初めに、技術分野につきましては資料5の方でございますけれども、中学校が真ん中の方にございますが、中学校の中で1つ目の丸のところで、前回の会議におきまして、「材料、加工、エネルギー変換、生物育成、情報」というような内容が規定されておったわけですけれども、これを「主な技術」という形で丸めさせていただいております。
あわせて、前回会議の際に2つ目、3つ目の丸のところで、具体的に「技術を創造できる力」、それから「技術を評価・活用できる力」という形で、2つに分けて示させていただいておりました。
これらを本日の資料5におきましては、「技術を用いてよりより生活を工夫し創造できるよう、技術分野固有の見方や考え方」、こちらにつきましても前回ちょっと御意見を頂戴しておったところなんですが、「技術分野固有の見方や考え方を踏まえ、技術を選択、管理・運用したり、自分なりの新しい考え方やとらえ方によって改良、統合したりできる能力を育成する」というような形で、前回頂いておりました「技術を創造できる力」、「技術を評価・活用できる力」、いわゆるガバナンス、イノベーションに関わる部分の用語の整理が必要なんではないかという御意見を頂きまして、それを現案、資料5の2つ目の丸のような形で整理をさせていただいております。
なお、「技術分野固有の見方・考え方」につきましても、前回御議論を頂戴いたしまして、それを踏まえまして、2つ目の丸の括弧の中のところの記述になりますが、技術分野固有の見方や考え方として、「技術の特性に着目し、倫理観をもち、安全性、社会からの要求、環境負荷、費用等の面からの見方・考え方」、こういった見方、考え方をしていくことが、技術固有のものではないかということで整理をさせていただいて、2つ目の丸の文章のような形で統合し、示させていただいております。
また、3つ目の丸でございますけれども、前回会議資料の4つ目の丸に当たるところでございますが、こちらについては、前回の会議資料の際には、「安心・安全な生活を実現し、よりよい社会を構築する」というところの表現が少し分かりにくいという御意見を頂戴しておりましたので、こちらを本日の資料5の上から3つ目の丸のように、「持続可能な社会を構築するために」というような形で整理をいたしました。

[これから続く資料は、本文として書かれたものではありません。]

PR #1749, opened 2022-11-23
fix(HeightAnimation): avoid usage of useLayoutEffect during SSR

tujoworker:
React warns about the usage of `useLayoutEffect` when React renders on the server (SSR).

This behavior can be enabled with the `FAST_DEV` flag in gatsby-config.

One "quick" fix is to use useEffect on the server, which again does nothing there.

The React "team" has [some options](https://gist.github.com/gaearon/e7d97cdf38a2907924ea12e4ebdf3c85) to that "problem". We basically use option 1, with this approach.

Any other suggestions?

PS: I tried to create a test. But invalidating both the document or the window object (`delete globalThis.window`) makes the testing lib not rendering the component or hook.

### DIFF
--- a/packages/dnb-design-system-portal/src/shared/menu/ToggleGrid.tsx
+++ b/packages/dnb-design-system-portal/src/shared/menu/ToggleGrid.tsx
@@ -25,7 +25,7 @@ function isGridVisible() {
 }
 
 export function GridActivator() {
-  React.useLayoutEffect(() => {
+  React.useEffect(() => {
     if (isGridVisible()) {
       makeGridVisible()
     }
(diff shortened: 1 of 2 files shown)


langz (approved):
Thanks for the explanation.
I also think option 1 seems to be the the best, as long as the _[effect isn't important for first render](https://gist.github.com/gaearon/e7d97cdf38a2907924ea12e4ebdf3c85#option-1-convert-to-useeffect)_.

tujoworker:
I did check it and could not find any 👍 But I also think it is just fine, because on SSR, there is no difference and on the browser, with re-hydration, `useLayoutEffect` will still run before any `useEffect`, which is important for that specific use case.

PR #1756, opened 2022-11-29
feat(Table): add sticky header support for overflow hidden on parent elements

tujoworker:
The new sticky handling (with JavaScript) is opt-in. I'm not sure if we should maybe make this as the default/only way? Because the position: sticky support is almost never possible, because of overflow usage. See description change in info.md file.

What do you think?


langz (approved):
Looks good 👍 

A couple observations when running the branch locally:
- I did not fully understand which values I can/should provide to [stickyOffset](https://eufemia-fixtablesticky.gatsbyjs.io/uilib/components/table/properties/)? 10, "10px", "10rem", "10em"? It says it "defines the offset (top) in rem", does it mean that when I provide 10, it will have offset of 10rem?
- In the example [Table with sticky header](https://eufemia-fixtablesticky.gatsbyjs.io/uilib/components/table/demos/#table-with-sticky-header), I don't think I was able to get sticky using only `sticky={true} `

tujoworker:
> I did not fully understand which values I can/should provide

Yes! You are right. Will fix that!

> I don't think I was able to get sticky using only `sticky={true}`

Before, we did [remove our](https://github.com/dnbexperience/eufemia/pull/1756/files#diff-d4e53e843594dd5f7da5e8b7b37204027d58812d66ded4676034884469d7c0c7L566) overflow. Even the one from the scroll view. Just to make the `sticky={true}` work.

And because it is so hard to ensure, no "overflow" is used in your app (parent children) we should consider to deprecate the support for it. On the other hand, the JavaScript solution does flicker some times and for now, it only works on the body "scroll". We should actually add support for having a sticky header inside a modal/drawer as well. Right now, it would not work with the JavaScript solution. 🧐

NancyBolstad:
Thanks for providing these features. After testing around, I have a couple of comment/questions:

1. Would be nice to have a case for TableContainer in storybook. I have created one story for TableContainer locally for testing, I can make a PR if this is something you would like to include. Felt it was nice to have for testing the sticky header behaviour when there are serval tables on the same page, for example.
2. Curious to know why `<th>` is hardcode to be  `role = “columnheader”` ? What if the scope is row? 
3. It seems like the sticky header doesn’t work well when we are using TableContainer (see the recording below). 

Screenshot 2022-12-01 at 15 06 21

tujoworker:
Thank you for your very good input! @NancyBolstad 

I will iterate and see what we can already improve in this PR.

1. See point 3.
2. [this PR](https://github.com/dnbexperience/eufemia/pull/1764) will fix it.
3. I will add support for it in this PR as well, including a Story to test it on.
4. Is actually intended to look like. But we should probably rename Row 3 to something more understandable. It uses both `noSpacing` and `align="right"`.

```jsx
<Td noSpacing align="right">
  <Code>noSpacing + align="right"</Code>
</Td>
```

packages/dnb-eufemia/src/components/table/__tests__/TableContainer.test.tsx
```diff
@@ -68,6 +68,15 @@ describe('TableContainer', () => {
     expect(Array.from(element.classList)).toContain('custom-class')
   })
 
+  it('should include ectra classe in scrol-view', () => {
```
langz, line 71:
```suggestion
  it('should include extra classes in scroll-view', () => {
```

packages/dnb-design-system-portal/src/docs/uilib/components/table/demos.md
```diff
@@ -40,24 +41,13 @@ A `small` sized table is only for special circumstances, where a lot of data nee
...
-
 <TableSticky />
 
-### Table with long header text (wrapping)
+### Table with a max height
 
-<TableLongHeader />
+A sticky table header with `sticky="css-position"` and `max-height` on the `Table.ScrollView`.
+
+<TableStickyMaxHeight />
```
langz, line 50: Nice👌

langz (approved):

PR #1762, opened 2022-12-01
docs(Radio Group): add example for radio group with label above

langz:
I find this example nice to have in the docs.

I've based the naming around "Radio group with label above", is there perhaps a better word/term I could use than "above"? 😂


tujoworker (approved):
👏 I'm fine with the above usage 💪

PR #1767, opened 2022-12-05
chore: add dependabot deps updater

tujoworker:
We may try to test this out. Not sure yet if it will be practical useful.


langz (approved):
What's different/new with this change, compared to the regular dependabot PRs we get from time to time, like https://github.com/dnbexperience/eufemia/pull/1765 ?

tujoworker:
> What's different/new with this change

This one will not only make PRs fro security vulnerabilities, but for regular feature updates.

PR #1769, opened 2022-12-05
chore(react-router): remove this deps including example

tujoworker:
We had only one example using `react-router-dom`. We also did link to a CSB with an example. So I think we should remove this example and dependency.


langz (approved):
Smart smart , cleaning up 💯

PR #1794, opened 2022-12-08
fix(InputPassword): hide password reveal in Edge

langz:
## Summary

This PR hides the "password reveal" button in Microsoft Edge.

Here's a screenshot of how it looked when both our internal password reveal button, and the default one in Microsoft Edge was displayed simultaneously:

image


tujoworker (approved):
Nice! And away goes the 👻

PR #1796, opened 2022-12-09
fix(scrollToLocationHashId): omit calling scrollTo when element is not found

tujoworker:
This is a documented helper class. 

But when there was not an element, `scrollTo` was still called. Which has negative effects on default browser location hash handling.

### DIFF
--- a/packages/dnb-eufemia/src/shared/__tests__/helpers.test.js
+++ b/packages/dnb-eufemia/src/shared/__tests__/helpers.test.js
@@ -3,6 +3,9 @@
  *
  */
 
+import React from 'react'
+import { render } from '@testing-library/react'
+
 import {
   setPageFocusElement,
   applyPageFocus,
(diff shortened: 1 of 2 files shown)


packages/dnb-eufemia/src/shared/__tests__/helpers.test.js
```diff
@@ -67,21 +70,95 @@ describe('"applyPageFocus" should', () => {
...
+        hash: '#unique-id',
+      },
+    })
+
+    const scrollTo = jest.fn()
+    jest.spyOn(window, 'scrollTo').mockImplementation(scrollTo)
+
+    render(<div id="unique-id">content</div>)
+
+    scrollToLocationHashId({ offset: 100 })
```
langz, line 90: Based on the it statement, shouldn't the offset be 0 or less? Might be something different though 🤔 

https://github.com/dnbexperience/eufemia/pull/1796/files#r1044462555

tujoworker: yes, that was my bad! I was thinking of the offside, inside the function 🫣 very good you found that 💯

PR #2216, opened 2023-04-13
docs(Space): refactor jsx properties to tsx

langz:


tujoworker (approved):

tujoworker:
Nice! If you wish, we can add the Provider as a default scope. Then we would not need to add it every time its needed.

langz:
> Nice! If you wish, we can add the Provider as a default scope. Then we would not need to add it every time its needed.

It's fine, doesn't bother me too much 💯

PR #2217, opened 2023-04-13
chore: sync type definition docs from props docs during build

tujoworker:
Check out the two first commits. 

The third one is simply after running: `yarn build` – sadly, we remove a good amount of newlines. But I have investigated this before and could not find any solution. 

Its because we convert the file to AST and back to code again. And sadly we then get it back without the extra newlines. Prettier does not put a newline back again.


langz (approved):
🤝

PR #2220, opened 2023-04-14
chore: change theme class name to `eufemia-theme`

tujoworker:
I think we need to distinguish this particular class naming.


joakbjerk:
> I think we need to distinguish this particular class naming.

I agree, It would lead to less confusion and make it easier to distinguish the base Eufima styling from the DnB specific things 🔥

langz (approved):
Looks good, a few failing tests 🛑

PR #2226, opened 2023-04-17
feat(PaymentCard): rename type Metalic to Metallic

langz:
I think `Metallic` is a an actual word, and not `Metalic`.

It's of course not a important breaking change, but perhaps a nice small improvement 🙏


joakbjerk:
> Nice! @joakbjerk could you double check if the new design does include a "breaking" change? Like if a card type is removed? Or the name is changed? I guess not.

Will take a look 🤙

joakbjerk (approved):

また、その後の文章でございますけれども、「適切かつ誠実に技術を用いてよりよい生活を工夫し創造していこうとする態度を育成する」ということで、先ほどの2つ目の丸にもございましたけれども、「生活を工夫し創造する」といったような、技術に関わって、少し生活に寄せた形での表現の修正を行ってございます。
それから、新しい方の上から4つ目の丸でございますけれども、前回の会議資料で言うと上から5つ目の丸に当たるところですが、今のような生活に寄せた形での修正に伴いまして、冒頭、本日御議論いただく資料5の上から4つ目の丸のところにつきましては、「生活における問題について課題を設定し」、先ほど申し上げました「技術分野固有の見方や考え方」、これを踏まえて、「解決方策が最適なものとなるよう設計・計画し、製作・制作・育成を行うとともに、解決結果・解決過程を評価する学習活動の充実」の視点を掲載してございます。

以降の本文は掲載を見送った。